The question now is whether that trend is beginning to reverse as the AI standard-bearers begin to lose momentum and bitcoin BTC$61,779.89 rebounds from its lowest level in almost two years.

Consider the performance of exchange-traded funds. The Roundhill Memory ETF (DRAM) more than doubled in the first half and the VanEck Semiconductor ETF (SMH) climbed 60%. Both are tied closely to the demand for computing resources to support the AI industry. Then compare that with BlackRock's iShares Bitcoin Trust (IBIT), the largest bitcoin ETF, which has dropped 30%, in line with the largest cryptocurrency.

Behind the AI-linked performance are companies like Sandisk (SNDK), which designs and manufactures the NAND flash memory used in products from AI servers to smartphones and data centers. Its shares have surged more than 530% this year.

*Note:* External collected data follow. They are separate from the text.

PR #116, opened 2015-09-17
Add new Rule: ExceptionName

rrrene:
This PR adds a rule that checks that all exception module are named with the suffix `Error` ([elixir_style_guide reference](https://github.com/niftyn8/elixir_style_guide#exceptions))

For example, prefer this:

      defmodule BadHTTPCodeError do
        defexception [:message]
      end

Not one of these:

      defmodule BadHTTPCode do
        defexception [:message]
      end

      defmodule BadHTTPCodeException do
        defexception [:message]
      end

I think in the long run we will want to be able to configure which term is used as unified suffix, but for now this helps us achieve better "coverage" of the Elixir Styleguide by niftyn8.

### DIFF
--- a/lib/dogma/rule/exception_name.ex
+++ b/lib/dogma/rule/exception_name.ex
@@ -1,0 +1,67 @@
+defmodule Dogma.Rule.ExceptionName do
+  @moduledoc """
+  A Rule that checks that exception names end with a trailing Error.
+
+  For example, prefer this:
+
+      defmodule BadHTTPCodeError do
+        defexception [:message]
+      end
+
+  Not one of these:
+
+      defmodule BadHTTPCode do
+        defexception [:message]
+      end
+
+      defmodule BadHTTPCodeException do
+        defexception [:message]
+      end
+  """
+
+  @behaviour Dogma.Rule
+  @good_name_suffix "Error"
+
+  alias Dogma.Script
+  alias Dogma.Error
+
+  def test(script, _config = [] \\ []) do
+    script |> Script.walk( &check_node(&1, &2) )
+  end
+
+  defp check_node(
+    {:defmodule, _metadata, [{:__aliases__, _, _name_arr}, children]} = node,
+    errors
+  ) do
+    error_module? =
+      children[:do]
+      |> block_children_as_list
+      |> Enum.any?(&exception?/1)
+    name = Enum.join(_name_arr, ".")
+
+    if error_module? && bad_name?(name) do
+      {node, [error(_metadata[:line], name) | errors]}
+    else
+      {node, errors}
+    end
+  end
+  defp check_node(node, errors) do
+    {node, errors}
+  end
+
+  defp bad_name?(name), do: !String.ends_with?(name, @good_name_suffix)
+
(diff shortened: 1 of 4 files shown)


lpil:
I really like this rule! :)

Got some long lines here. How many characters is that error message going to be with normal exception names? I'd like to keep them under 80 - line number characters, to keep the output neat on all terminals.

rrrene:
*Re: long lines* 

Yeah, I saw that and decided to submit the PR anyway since this touches on something I wanted to discuss: with sufficiently deep pattern matching, there will always be cases where this rule is broken. However, I am no fan of breaking pattern matches up into multiple lines (or at least I am no fan of forcing it). 

The question is: should we consider a configuration option to skip the rule for such scenarios (would be happy to work on this), so could make it optional for people like me to say "I want to adhere to the 80 char limit, except for `def`, `defp`, et al."?

*Re: output length*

Micron Technology (MU), one of the world's largest producers of DRAM and high-bandwidth memory (HBM) chips, used to power AI infrastructure, has climbed more than 230%.

In recent days, there have been signs of a reevaluation.

The Roundhill Memory ETF has fallen roughly 25% from its June 22 record high, while VanEck Semiconductor ETF has dropped 12%. Bitcoin, which dipped below $58,000 on July 1, is back trading above $61,000.

The AI-related selling pressure accelerated on Wednesday after Bloomberg reported that Meta Platforms (META) is creating a business unit called Meta Compute, which will sell excess GPU (graphic processing unit) computing capacity to third parties.

The news rattled companies that have benefited from the AI compute boom, particularly "neocloud" providers that lease GPU infrastructure to AI developers. That includes former bitcoin miners that have pivoted their computing resources to support the emerging industry with high-performance computing (HPC) and GPU hosting services. IREN (IREN), Cipher Digital (CIFR) and TerraWulf (WULF) have each fallen at least 20% from their all-time highs.

It is too early to call the move a sustained rotation, but after months of capital flowing into AI infrastructure at the expense of crypto, the recent pullback in semiconductor leaders alongside bitcoin's rebound could be the first indication that investors are beginning to rebalance risk back towards digital assets.